======== Supplied records
PR #305, opened 2026-07-13
ci: make pre-releases safe to cut from any branch

tvinagre:
GitHub pre-releases currently trigger the same side effects as full releases. This guards three of them on `github.event.release.prerelease`:

- `docker.yaml`: the multi-arch manifest no longer retags `latest` for pre-releases (version and `sha-` tags still push)
- `docker.yaml`: `promote-staging` is skipped for pre-releases — the tag is deployed deliberately instead of auto-promoted
- `release.yaml`: crates.io and npm publish jobs are skipped for pre-releases (manual `workflow_dispatch` still works)

With these guards a pre-release cut from any branch builds and pushes only its own version-tagged image, e.g. `ghcr.io/propeller-heads/fynd:0.90.0-rc.1`. Motivation: pre-release staging deploys of unmerged work (capacity harness, PRs #300/#301) without touching `latest` or the registries.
================
▶ [Your task]:
Write out the data above again, word for word.

▶ [Exercise response]:
PR #305, opened 2026-07-13
ci: make pre-releases safe to cut from any branch

tvinagre:
GitHub pre-releases currently trigger the same side effects as full releases. This guards three of them on `github.event.release.prerelease`:

- `docker.yaml`: the multi-arch manifest no longer retags `latest` for pre-releases (version and `sha-` tags still push)
- `docker.yaml`: `promote-staging` is skipped for pre-releases — the tag is deployed deliberately instead of auto-promoted
- `release.yaml`: crates.io and npm publish jobs are skipped for pre-releases (manual `workflow_dispatch` still works)

With these guards a pre-release cut from any branch builds and pushes only its own version-tagged image, e.g. `ghcr.io/propeller-heads/fynd:0.90.0-rc.1`. Motivation: pre-release staging deploys of unmerged work (capacity harness, PRs #300/#301) without touching `latest` or the registries.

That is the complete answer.